PR #34, opened 2019-10-07
Edges, edge analytics and edge-based geometry analytics

janper:
This branch implements most (if not all) of the edge-related analytics we'll need. All functions have been tested, some (marked as ~TODO~ or FIXME) will be extended later on when we're implementing respective edge-related modifiers.


src/geometry.rs
```diff
@@ -393,7 +439,7 @@ pub fn cube_smooth_same_len(position: [f32; 3], scale: f32) -> Geometry {
     Geometry::from_triangle_faces_with_vertices_and_normals(faces, vertex_positions, vertex_normals)
 }
 
-pub fn cube_sharp_same_len(position: [f32; 3], scale: f32) -> Geometry {
```
janper, line 404: I suggest removing this function because it doesn't generate a proper watertight mesh. it's being used in one of the tests but that can be replaced by some other function

src/geometry.rs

________________

WORK TO BE COMPLETED: The full listing must be retyped precisely, with no line left out.

YOUR SOLUTION:
PR #34, opened 2019-10-07
Edges, edge analytics and edge-based geometry analytics

janper:
This branch implements most (if not all) of the edge-related analytics we'll need. All functions have been tested, some (marked as ~TODO~ or FIXME) will be extended later on when we're implementing respective edge-related modifiers.


src/geometry.rs
```diff
@@ -393,7 +439,7 @@ pub fn cube_smooth_same_len(position: [f32; 3], scale: f32) -> Geometry {
     Geometry::from_triangle_faces_with_vertices_and_normals(faces, vertex_positions, vertex_normals)
 }
 
-pub fn cube_sharp_same_len(position: [f32; 3], scale: f32) -> Geometry {
```
janper, line 404: I suggest removing this function because it doesn't generate a proper watertight mesh. it's being used in one of the tests but that can be replaced by some other function

src/geometry.rs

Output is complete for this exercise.